Courtesy of people in AIM (Agda Implementors' Meeting) XXXVII for discussing the idea. Special thanks to Andreas Abel for resolving some of the difficulties on the road of materializing the Agda WASM port. Also to Liang-Ting Chen for his presentation during the same week.

Addendum

Revisit 2024-06-14

I presented my findings at Functional Thursday #96. The slides are here, in Chinese (Taiwan).

I tried the setup script ghc-wasm-meta under Linux x86-64 and could confirm it working. It now supports {Linux,Darwin}-{x86_64,aarch64} (was Linux x86_64 only. Also, BSD utilities like tar, awk may not work, linking gtar, gawk are safer). One might not need the extra tools (Node.js, Deno, …) though.

At the beginning of this project, I crafted a slim Python script that aims at a minimal driver for setting up a cross compiler. Revisiting this was a good time to update my version to match the official shell script.

Also, there is some progress toward…

the fuzzy concurrent file I/O:
Draft: Remove the classic select() I/O manager (ghc!11700).
compiling Template Haskell:
Draft: Wasm backend Template Haskell support (ghc!12555).

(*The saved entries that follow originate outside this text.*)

PR #1758, opened 2018-09-10
#1757 sp_Blitz - checking for statistics

### LINKED ISSUE #1757: sp_Blitz - add check looking for statistics with no histogram contents
Feature

If an object does have rows, but the associated non-filtered statistic has no rows in the histogram (like if it hasn't had an update stats since upgrading/restoring), tell the user to update stats on that object.

Should only run when CheckUserDatabaseObjects = 1, and only if sys.dm_db_stats_histogram exists.

Query for the web page to list all of the affected objects - don't return all these in sp_Blitz though:

```
SELECT 'UPDATE STATISTICS ' + QUOTENAME(SCHEMA_NAME(o.schema_id)) + '.' + QUOTENAME(o.name) + ' WITH FULLSCAN;'
  FROM sys.all_objects o 
  INNER JOIN sys.stats s ON o.object_id = s.object_id AND s.has_filter = 0
  OUTER APPLY sys.dm_db_stats_histogram(o.object_id, s.stats_id) h
  WHERE o.is_ms_shipped = 0 AND o.type_desc = 'USER_TABLE'
    AND h.object_id IS NULL
    AND 0 < (SELECT SUM(row_count) FROM sys.dm_db_partition_stats ps WHERE ps.object_id = o.object_id)
  ORDER BY o.name;
```

BrentOzar:
If you liked Men Without Hats, you'll love Statistics Without Histograms. Closes #1757.

 - SQL Server 2017

### DIFF
--- a/Documentation/sp_Blitz Checks by Priority.md
+++ b/Documentation/sp_Blitz Checks by Priority.md
@@ -6,8 +6,8 @@ Before adding a new check, make sure to add a Github issue for it first, and hav
 
 If you want to change anything about a check - the priority, finding, URL, or ID - open a Github issue first. The relevant scripts have to be updated too.
 
-CURRENT HIGH CHECKID: 218.  
-If you want to add a new one, start at 219.
+CURRENT HIGH CHECKID: 220.  
+If you want to add a new one, start at 221.
 
 | Priority | FindingsGroup | Finding | URL | CheckID |
 |----------|-----------------------------|---------------------------------------------------------|------------------------------------------------------------------------|----------|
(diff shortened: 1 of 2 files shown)


MisterZeus:
Wow, this check (220) blows up for me on SQL Server 13.0.4466, within a 2008-compat database. :-(

I've ran DBCC CHECKDB against the 1 table, but there is still 1 statistic within that table that gives the following error, once it's fed into dm_db_stats_histogram.

I even tried DROP and CREATE on that 1 statistic, but I still get this when running the latest dev sp_Blitz with @Debug = 2:

Running CheckId [220].
Location:	 d:\b\s3\sources\sql\ntdbms\include\typesystem\_retypesbase.inl:338
Expression:	 PbValGetConst()[CSsVariant::OFF_VER] == CSsVariant::CURR_VER
SPID:		 57
Process ID:	 5904
Msg 3624, Level 20, State 1, Line 2
A system assertion check has failed. Check the SQL Server error log for details. Typically, an assertion failure is caused by a software bug or data corruption. To check for database corruption, consider running DBCC CHECKDB. If you agreed to send dumps to Microsoft during setup, a mini dump will be sent to Microsoft. An update might be available from Microsoft in the latest Service Pack or in a Hotfix from Technical Support.
Msg 596, Level 21, State 1, Line 0
Cannot continue the execution because the session is in the kill state.
Msg 0, Level 20, State 0, Line 0
A severe error occurred on the current command.  The results, if any, should be discarded.

I can try and see if I could code out my table and data, and anonymise them, if anyone's interested?
To be honest, this feels like a SQL Server bug, rather than anything to do with sp_Blitz, since check 220 works fine for other stats within the same table!

PabloInNz:
We are getting this exact same issue on the latest version of Sp_blitzIndex running against 2017 Version 14.0.2037.2 Web Edition. Is there anything that we can do (other than ditching Web Edition that is) ?

PR #1767, opened 2018-09-14
Dupe check fix

### LINKED ISSUE #1712: sp_BlitzIndex - shows duplicate keys alert for indexes in different databases
Bug. Not really big bug, like a West-Nile-infested Miami mosquito, and not even a cockroach. Just one of those insects where you go, "Oh hey, I don't really want you in the house, but I'm going to watch you hang out for a minute." Maybe like a ladybug.

If you have 2 databases where object IDs are the same (like two restored copies of the same database), sp_BlitzIndex reports duplicate keys, but the database names are different. See 20180808_132522 in our client files for an example.

Only show dupes if the index is in the same database.

BlitzErik:
Fixes #1712

 - Filter dupe checks for size in both applicable places

How to test this code:
 - Create two indexes with the same key columns, but different includes, so that one is < 250MB, and one is > 250MB. Run `@GetAllDatabases = 1`, watch one show up and the other not.

 - SQL Server 2016
  - SQL Server 2017

### DIFF
--- a/sp_BlitzIndex.sql
+++ b/sp_BlitzIndex.sql
@@ -2150,11 +2150,23 @@ BEGIN;
         RAISERROR('check_id 1: Duplicate keys', 0,1) WITH NOWAIT;
             WITH    duplicate_indexes
                       AS ( SELECT  [object_id], key_column_names, database_id, [schema_name]
-                           FROM        #IndexSanity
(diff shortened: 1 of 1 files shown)


MisterZeus:
aliased as ip because is is a keyword?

I also did a quick survey on the support of non-blocking stdin, which was cruical for concurrent REPLs like Agda in interaction mode. See also this MR (ghc!11697) (not sure if it is useful for porting though).

Revisit 2024-12-15

After the Functional Thursday #100 party, I made a PoC as an attempt to see if Agda can run in interactive mode inside VS Code's extension environment (our eventual target is VS Code for the Web). It suffers from the exact same compatibility defect as most runtimes. Nevertheless, the sample extension is available on GitHub.

Revisit 2025-03-03

TH is now supported in WASM via a custom dynamic linker!